引理3.1^[17]  如果$x:\left( -\infty, a\right] \rightarrow X$是一个使得$x_{0}=\varphi$且$x|_{J}\in \mathcal{P}% \mathcal{C}\left( J, X\right)$成立的函数, 则

$ \Vert x_{s}\Vert _{\mathcal{B}}\leq \left( M_{a}+\widetilde{J^{\varphi }}% \right) \Vert \varphi \Vert _{\mathcal{B}}+K_{a}\sup \left\{ \Vert x\left( \theta \right) \Vert ;\theta \in \left[0, \max \left\{ 0, s\right\} \right] \right\}, \ s\in \mathcal{R}\left( \rho ^{-}\right) \cup J, $

其中$\widetilde{J^{\varphi }}=\mathop {\sup }\limits_{t\in \mathcal{R}\left( \rho ^{-}\right) }J^{\varphi }\left( t\right)$, ${M_a} = \mathop {\sup }\limits_{t \in J} M\left( t \right)$，${K_a} = \mathop {\max }\limits_{t \in J} K\left( t \right)$.

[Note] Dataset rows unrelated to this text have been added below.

Issue #2414, opened 2024-04-22
use errors.New to replace fmt.Errorf with no parameters will much better.


ChengenH:
use errors.New to replace fmt.Errorf with no parameters will much better.

PR #2415, opened 2024-04-22
chore: use errors.New to replace fmt.Errorf with no parameters (#2414)

ChengenH:
use errors.New to replace fmt.Errorf with no parameters.


zzzckck (approved):

zzzckck:
cmd/era is mainly for Ethereum consensus layer, check out: https://ethresear.ch/t/era-archival-files-for-block-and-consensus-data/13526
BSC actually does not use era right now, so will not accept this PR, thx for your contribution.

PR #2419, opened 2024-04-23
metrics: add doublesign counter

emailtovamos:
### Description

double sign counter metric

### Rationale

### Example

### Changes

Notable changes: 
* ...

### DIFF
--- a/consensus/parlia/parlia.go
+++ b/consensus/parlia/parlia.go
@@ -48,8 +48,9 @@ import (
 )
 
 const (
-	inMemorySnapshots  = 256  // Number of recent snapshots to keep in memory
-	inMemorySignatures = 4096 // Number of recent block signatures to keep in memory
+	inMemorySnapshots  = 256   // Number of recent snapshots to keep in memory
+	inMemorySignatures = 4096  // Number of recent block signatures to keep in memory
+	inMemoryHeaders    = 86400 // Number of recent headers to keep in memory for double sign detection
 
 	checkpointInterval = 1024        // Number of blocks after which to save the snapshot to the database
 	defaultEpochLength = uint64(100) // Default number of blocks of checkpoint to update validatorSet from contract
@@ -267,7 +268,7 @@ func New(
 	if err != nil {
 		panic(err)
 	}
-	recentHeaders, err := lru.NewARC(inMemorySignatures)
+	recentHeaders, err := lru.NewARC(inMemoryHeaders)
 	if err != nil {
 		panic(err)
 	}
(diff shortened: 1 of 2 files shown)


consensus/parlia/parlia.go
```diff
@@ -2011,3 +2031,17 @@ func applyMessage(
 	}
 	return msg.Gas() - returnGas, err
 }
+
+// proposalKey build a key which is a combination of the block number and the proposer address.
+func proposalKey(header types.Header) string {
+
+	slotKey := uintToString(header.Number.Uint64())
+	proposerIndexKey := uintToString(header.Coinbase.Big().Uint64())
```
zzzckck, line 2039: `header.Coinbase.String()`?

consensus/parlia/parlia.go
```diff
@@ -2011,3 +2031,17 @@ func applyMessage(
...
+
+	return slotKey + ":" + proposerIndexKey
+}
+
+// Turns a uint64 value to a string representation.
+func uintToString(val uint64) string {
```
zzzckck, line 2045: seems no need

consensus/parlia/parlia.go
```diff
@@ -2011,3 +2030,12 @@ func applyMessage(
 	}
 	return msg.Gas() - returnGas, err
 }
+
+// proposalKey build a key which is a combination of the block number and the proposer address.
+func proposalKey(header types.Header) string {
```
zzzckck, line 2035: double sign is not for sign at same block height, but sign on same block, e.g. with same ParentHash.
it should be: 
```
return header.ParentHash.String()+header.Coinbase.String()
```

consensus/parlia/parlia.go
```diff
@@ -263,6 +267,10 @@ func New(
 	if err != nil {
 		panic(err)
 	}
+	recentHeaders, err := lru.NewARC(inMemorySignatures)
```
zzzckck, line 270: inMemorySignatures = 256, is too small, double sign would trace back to recent 86400 blocks.
better to set the cache size to 86400

zzzckck (approved):

galaio (approved):

consensus/parlia/parlia.go
```diff
@@ -813,6 +823,16 @@ func (p *Parlia) verifySeal(chain consensus.ChainHeaderReader, header *types.Hea
 		return errUnauthorizedValidator(signer.String())
 	}
 
+	// check for double sign & add to cache
+	key := proposalKey(*header)
+
+	value, ok := p.recentHeaders.Get(key)
+	if ok {
+		doubleSignCounter.Inc(1)
```
zzzckck, line 831: pls add a warning message here

PR #443, opened 2026-04-29
fix(sdk): Velodrome universal router approvals for EOAs (#438)

### LINKED ISSUE #438: Velodrome universal router approval shape breaks for EOA wallets
## Summary

`VelodromeSwapProvider`'s approval builder emits a direct `IERC20.transfer(router, amount)` instead of `approve()` when `routerType === 'universal'`, citing 4337 atomic batching. EOA wallets cannot batch atomically; the swap reverts onchain with `TRANSFER_FAILED`.

`routerType: 'universal'` is currently configured only for Base Sepolia (`packages/sdk/src/actions/swap/providers/velodrome/addresses.ts:75`), so this is the chain where the bug surfaces today.

## Reproduction

Branch: `kevin/swap-perf` @ `12d5f6ed`
Wallet: EOA (CLI `--private-key` flow, no smart-account)
Chain: Base Sepolia

```sh
actions wallet swap execute \
  --in USDC_DEMO --out OP_DEMO \
  --amount-in 1 \
  --chain base-sepolia \
  --provider velodrome
```

## Result

`exit=5`, onchain revert:

```json
{
  "error": "Execution reverted with reason: TRANSFER_FAILED.\n...\n  to:     0x4b94B729d6183c9efD0071f0790e984bAF46E093",
  "code": "onchain",
  "retryable": false,
  "details": {
    "cause": {
      "errorName": "TransactionExecutionError",
      "shortMessage": "Execution reverted with reason: TRANSFER_FAILED."
    }
  }
}
```

`0x4b94B729d6183c9efD0071f0790e984bAF46E093` is the configured Velodrome universal router on Base Sepolia.

The same pair via Uniswap (`--provider uniswap`) succeeds: 1 USDC → ~5.498 OP.

## Initial diagnosis (superseded — see Root cause below)

Original analysis attributed the bug to a missing wallet-kind signal: smart wallets batch atomically and can pre-`transfer`, EOAs can't. The implied fix was to thread an `atomicBatching: boolean` through swap params/quote and have Velodrome branch on it.

A research spike on the actual contract (see comment thread) showed this framing was wrong. The bug is upstream — we're calling the contract with the wrong selector — and the fix doesn't need any wallet-kind plumbing.

## Root cause

The Velodrome universal router on Base Sepolia (`0x4b94B729d6183c9efD0071f0790e984bAF46E093`) is an unverified deployment of [velodrome-finance/universal-router](https://github.com/velodrome-finance/universal-router), a fork of Uniswap's Universal Router. Same `execute(commands, inputs, deadline)` shape, same `payerIsUser` flag, same Permit2 fallback.

The contract has a first-class EOA path. From [`Permit2Payments.payOrPermit2Transfer`](https://github.com/velodrome-finance/universal-router/blob/main/contracts/modules/Permit2Payments.sol):

```solidity
function payOrPermit2Transfer(token, payer, recipient, amount) {
    if (payer == address(this)) { pay(...); }                 // payerIsUser=false: use router's own balance
    else {
        try ERC20.transferFrom(payer, recipient, amount);     // payerIsUser=true: standard approval works
        if (failed) permit2TransferFrom(...);                 // Permit2 fallback if no allowance
    }
}
```

The `V2_SWAP_EXACT_IN` / `V3_SWAP_EXACT_IN` inputs include a `payerIsUser` boolean. With `payerIsUser=true` and a standard `IERC20.approve(router, amount)`, the router pulls tokens via plain `transferFrom` from `msg.sender` (whether EOA or smart wallet). No pre-deposit, no Permit2 signature, no smart-wallet batching required.

The SDK currently hardcodes `payerIsUser: false` in [`v2.ts:221`](https://github.com/ethereum-optimism/actions/blob/main/packages/sdk/src/actions/swap/providers/velodrome/encoding/routers/v2.ts#L221) and [`cl.ts:147`](https://github.com/ethereum-optimism/actions/blob/main/packages/sdk/src/actions/swap/providers/velodrome/encoding/routers/cl.ts#L147), then compensates with a pre-`transfer(router, amount)` in [`approval.ts`](https://github.com/ethereum-optimism/actions/blob/main/packages/sdk/src/actions/swap/providers/velodrome/encoding/routers/approval.ts). That pre-transfer is what breaks for EOAs (sequential dispatch: tokens at router but no allowance set, swap reverts with `TRANSFER_FAILED`). The encoder's JSDoc at `v2.ts:195` admits the smart-wallet-only assumption: *"tokens are pre-transferred to the Router by the smart wallet."*

We're calling the contract incorrectly, not missing a wallet-kind signal.

## Fix

Three small edits, no new abstractions, no plumbing through the SDK:

| File | Change | ~LOC |
|---|---|---|
| `velodrome/encoding/routers/v2.ts` | Flip `payerIsUser: false` → `true` (line 221). Update JSDoc on `encodeUniversalV2Swap` to document the standard `approve + transferFrom` flow. | 3 |
| `velodrome/encoding/routers/cl.ts` | Flip `payerIsUser: false` → `true` (line 147). Same JSDoc update. | 3 |
| `velodrome/encoding/routers/approval.ts` | Delete the `routerType === 'universal'` transfer-shortcut branch entirely. All router types route through `buildApprovalTxIfNeeded`. Drop the `routerType` parameter. | ~10 (mostly subtraction) |
| `velodrome/VelodromeSwapProvider.ts` | Drop the `routerType` argument from the `buildTokenApproval` call site. | 1 |
| **Source subtotal** | | **~17 LOC** |

### Effect on smart wallets

Equivalent or better. Old smart-wallet path was `transfer + execute(payerIsUser=false)` (2 ops in the UserOp). New path is `approve + execute(payerIsUser=true)` (also 2 ops). Same atomicity, same gas profile. Approve persists across swaps; the transfer shortcut did not, so the new path is actually more efficient for repeat swaps on the same pair.

### Test plan

- **Encoding regression** (`encoding.v2.test.ts`, `encoding.cl.test.ts`): decode the inner `V2_SWAP_EXACT_IN` / `V3_SWAP_EXACT_IN` input from the universal-router `execute()` and assert `payerIsUser === true`. Existing tests don't assert on this flag, so they stay green; we're tightening.
- **Approval regression**: on a universal-router chain, insufficient allowance → `tokenApproval` is `approve(router, amount)`, NOT `transfer(router, amount)`. Fails without the fix; passes with it.
- Existing `routerType: 'v2'` / `routerType: 'leaf'` encoding and approval tests continue to pass unchanged.

### Acceptance criteria

- [ ] CLI `actions wallet swap execute --in USDC_DEMO --out OP_DEMO --amount-in 1 --chain base-sepolia --provider velodrome` succeeds against an EOA. Output matches Uniswap's result for the same pair (~5.5 OP).
- [ ] `pnpm typecheck && pnpm lint && pnpm test` green; zero new warnings.
- [ ] Regression tests in place that fail without the fix.
- [ ] Changeset added (patch bump for `@eth-optimism/actions-sdk`).

### Considered and discarded

- **`atomicBatching: boolean` threading through `SwapQuote` / `SwapExecuteParams` / `ResolvedSwapParams`, with `WalletSwapNamespace` injecting `instanceof SmartWallet`.** Was the original plan, before the research spike. Unnecessary once we use the contract correctly — there's no actual divergence in approval shape between EOAs and smart wallets. Saves ~50 LOC of plumbing and avoids touching wallet-layer types right before #396 reshapes them.
- **Capability object on `Wallet`.** Same reason.
- **Permit2 integration.** The contract supports it (commands `0x02 PERMIT2_TRANSFER_FROM`, `0x0a PERMIT2_PERMIT`), but it's not needed to fix this. The `try transferFrom` first branch in `payOrPermit2Transfer` makes plain ERC20 approve work; Permit2 is a future optimization for gasless approvals.

### Open question

Why was `payerIsUser: false` baked into the encoders? Worth a brief look at git blame during implementation to confirm there isn't a deliberate rationale that broke when other chains were added.

### See also

- #396 — wallet-layer refactor that this fix is forward-compatible with (and that we no longer need to coordinate with for this fix)

its-everdred:
Closes #438.

## What's broken

Velodrome is one of this SDK's swap providers. On chains where it routes through the "Universal Router" contract (today: Base Sepolia), every swap fails for EOA wallets with `TRANSFER_FAILED`.

## Why

To pay for a swap, the SDK has to give the router access to the user's input tokens. Two standard ways:

1. **`approve`**: user grants the router permission to pull tokens later. Router calls `transferFrom` during the swap.
2. **`transfer`**: user moves tokens to the router up front; router consumes them from its own balance during the swap.

The SDK was using option 2. That works for smart wallets, which bundle the `transfer` and the swap into a single atomic on-chain action — if the swap reverts, the transfer reverts too, no funds are stuck.

EOAs can't bundle. They send the `transfer` and the swap as **separate transactions**. The first lands fine, the router has the tokens. The second tries to `transferFrom` again (the router's internal accounting expects it) and reverts because the user never approved anything. Result: tx fails, tokens sit at the router until someone sweeps them out.

## The fix

Switch to option 1 (the standard `approve` pattern). The Universal Router has a first-class flag for it (`payerIsUser: true`); we just need to set it. Now the SDK builds an `approve(router, amount)` followed by the swap. Works for EOAs (sequential txs, allowance set first), works for smart wallets (same two ops bundled atomically), no behavior change for callers.

## Code changes

- `encoding/routers/v2.ts`, `encoding/routers/cl.ts`: set `payerIsUser: true` in the swap calldata.
- `encoding/routers/approval.ts` → deleted: was building the bogus `transfer`. Now we use the same standard approval helper as everywhere else in the SDK (one `allowance` check, skip the `approve` if the user already has enough).
- 4 small follow-up commits from review: regression tests, schema dedup, encoder cleanup.

## Demo testing context

The demo wires Privy as the wallet provider with a bundler and paymaster configured **at the Privy dashboard, not in this codebase**. From the SDK's view it looks like a plain EOA, but each tx is actually routed through Privy's bundler as a UserOp from a smart-wallet contract. `msg.sender` at the router is whatever address Privy hands back, and the preceding `approve` sets allowance against that same address — so the fix is correct in that flow too. None of that wiring lives here, so only an end-to-end run can exercise it.

## Pre-merge checklist

- [x] CLI raw EOA: `actions wallet swap execute --in USDC_DEMO --out OP_DEMO --amount-in 1 --chain base-sepolia --provider velodrome` (the original #438 repro)
- [x] Demo (Privy + bundler/paymaster): USDC → OP swap on Base Sepolia
- 489 unit tests passing in the SDK; new regressions in `encoding.v2.test.ts`, `encoding.cl.test.ts`, and `VelodromeSwapProvider.routing.test.ts` lock in the fix.

## Out of scope

The Universal Router path also hardcodes the swap output recipient to a `msg.sender` sentinel, so a user-supplied `recipient` is silently ignored on these chains. Pre-existing, independent of this fix. Tracked in #444.


packages/sdk/src/actions/swap/providers/velodrome/encoding/routers/v2.ts
```diff
@@ -192,36 +202,29 @@ export function encodeSwap(params: EncodeSwapParams): Hex {
...
-      false, // payerIsUser
-      false, // isUni — false for Velodrome/Aerodrome
-    ],
-  )
+  const input = encodeAbiParameters(V2_SWAP_EXACT_IN_INPUT_PARAMS, [
+    UNIVERSAL_ROUTER_MSG_SENDER, // recipient = msg.sender (Universal Router sentinel)
+    params.amountInRaw,
+    params.amountOutMin,
+    routes,
+    true, // payerIsUser — router pulls from msg.sender via transferFrom
```
its-everdred, line 225: The core change is this line

jefr90 (approved):
lgtm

定理3.1  假设H1-H3和H$_{\varphi }$成立，如果

$ K_{a}\left[\left\Vert A^{-\beta }\right\Vert L_{1}+\frac{C_{1-\beta }}{% \beta }a^{\beta }L_{1}\left( 1+aM_{2}\right) +M_{1}\delta \right] <1, $

(3.1)

$ K_{a}\left[\left\Vert A^{-\beta }\right\Vert L+\frac{C_{1-\beta }}{\beta }% a^{\beta }L\left( 1+aM_{2}\right) \right] <1, $

(3.2)

则系统(1.1)–(1.2) 至少存在一个温和解.

证  在赋予一致收敛范数的空间$\mathbb{Y}=\left\{ u\in \mathcal{P}\mathcal{C}:u\left( 0\right) =\varphi \left( 0\right) \right\}$上定义算子$\Gamma :\mathbb{Y}% \rightarrow P\left( \mathbb{Y}\right)$，定义如下

$ \Gamma \left( x\right) =\left\{ u\in \mathbb{Y}:u\left( t\right) =R\left( t\right) \left[\varphi \left( 0\right) -F\left( 0, \varphi \right) \right] +F\left( t, \overline{x}_{t}\right) +\int_{0}^{t}AR\left( t-s\right) F\left( s, \overline{x}_{s}\right) ds\right. \\ \;\;\;\;\;\;\;\left. +\int_{0}^{t}AR\left( t-s\right) \int_{0}^{s}f\left( s-\tau \right) F\left( \tau, \overline{x}_{\tau }\right) d\tau ds+\int_{0}^{t}R\left( t-s\right) g\left( s, \overline{x}_{\rho \left( s, \overline{x}_{s}\right) }\right) ds, \right. \\ \;\;\;\;\;\;\;\left.\ \ t\in J, \ g\in S_{G, \overline{x}_{_{\rho }}}, t\in J\right\}, $

其中

$ S_{G, \overline{x}_{_{\rho }}}=\left\{g\in L^{1}\left( J, X\right) :g\left( t\right) \in G(t, \overline{x}_{\rho \left( t, x_{t}\right) }), \ {\rm{a}}{\rm{.e}}.\ t\in J\right\}, $

$\overline{x}:\left( -\infty, a\right] \rightarrow X$满足$ \overline{x}_{0}=\varphi$, 且在J上$\overline{x}=x$.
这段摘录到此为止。